◆ **Directions for this task**
List, from the lines below, each one with "incorrect" in it.

Saved entries
╭──

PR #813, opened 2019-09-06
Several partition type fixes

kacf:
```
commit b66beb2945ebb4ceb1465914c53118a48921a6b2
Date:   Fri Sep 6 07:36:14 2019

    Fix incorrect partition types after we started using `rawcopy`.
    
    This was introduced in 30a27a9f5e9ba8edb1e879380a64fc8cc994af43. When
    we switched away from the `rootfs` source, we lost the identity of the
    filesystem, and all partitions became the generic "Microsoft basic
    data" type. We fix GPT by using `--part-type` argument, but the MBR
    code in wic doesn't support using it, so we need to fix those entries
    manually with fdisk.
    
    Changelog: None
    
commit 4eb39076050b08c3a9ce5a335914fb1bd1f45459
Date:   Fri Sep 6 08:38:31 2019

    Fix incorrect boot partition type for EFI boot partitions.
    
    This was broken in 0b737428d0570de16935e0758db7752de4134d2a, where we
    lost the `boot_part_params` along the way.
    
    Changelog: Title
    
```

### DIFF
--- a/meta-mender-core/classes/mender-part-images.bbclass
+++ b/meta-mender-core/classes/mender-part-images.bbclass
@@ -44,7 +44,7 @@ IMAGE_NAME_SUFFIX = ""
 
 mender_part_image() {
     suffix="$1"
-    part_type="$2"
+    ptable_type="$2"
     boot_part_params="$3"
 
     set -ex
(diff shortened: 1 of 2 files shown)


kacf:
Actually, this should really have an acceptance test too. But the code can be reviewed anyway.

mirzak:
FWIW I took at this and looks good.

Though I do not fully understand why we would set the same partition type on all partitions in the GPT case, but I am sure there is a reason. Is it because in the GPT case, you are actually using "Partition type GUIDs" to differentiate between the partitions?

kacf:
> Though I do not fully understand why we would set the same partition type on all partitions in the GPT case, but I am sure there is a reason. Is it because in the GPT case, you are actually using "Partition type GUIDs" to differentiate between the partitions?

╰──

◆ **Output for this exercise**
    Fix incorrect partition types after we started using `rawcopy`.
    Fix incorrect boot partition type for EFI boot partitions.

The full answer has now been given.